--- START ---

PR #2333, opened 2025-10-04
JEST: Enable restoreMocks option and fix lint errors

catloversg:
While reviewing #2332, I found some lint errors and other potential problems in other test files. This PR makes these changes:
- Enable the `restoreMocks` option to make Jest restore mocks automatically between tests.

--- END ---
--- START ---

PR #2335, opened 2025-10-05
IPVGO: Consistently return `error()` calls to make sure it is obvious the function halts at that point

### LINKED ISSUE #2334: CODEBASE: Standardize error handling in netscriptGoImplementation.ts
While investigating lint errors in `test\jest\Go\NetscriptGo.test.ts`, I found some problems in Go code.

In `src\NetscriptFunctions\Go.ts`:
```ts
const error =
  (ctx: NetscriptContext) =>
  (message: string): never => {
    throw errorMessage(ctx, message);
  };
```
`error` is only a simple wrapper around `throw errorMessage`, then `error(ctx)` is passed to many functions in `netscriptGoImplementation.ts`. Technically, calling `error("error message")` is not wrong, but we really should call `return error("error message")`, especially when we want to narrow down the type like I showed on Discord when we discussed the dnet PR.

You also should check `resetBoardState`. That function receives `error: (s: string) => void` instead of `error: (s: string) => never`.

--- END ---

TASK TO COMPLETE: All lines containing "netscriptGoImplementation" in the material above should appear in your reply, copied exactly.

RESPONSE TO THE TASK:
### LINKED ISSUE #2334: CODEBASE: Standardize error handling in netscriptGoImplementation.ts
`error` is only a simple wrapper around `throw errorMessage`, then `error(ctx)` is passed to many functions in `netscriptGoImplementation.ts`. Technically, calling `error("error message")` is not wrong, but we really should call `return error("error message")`, especially when we want to narrow down the type like I showed on Discord when we discussed the dnet PR.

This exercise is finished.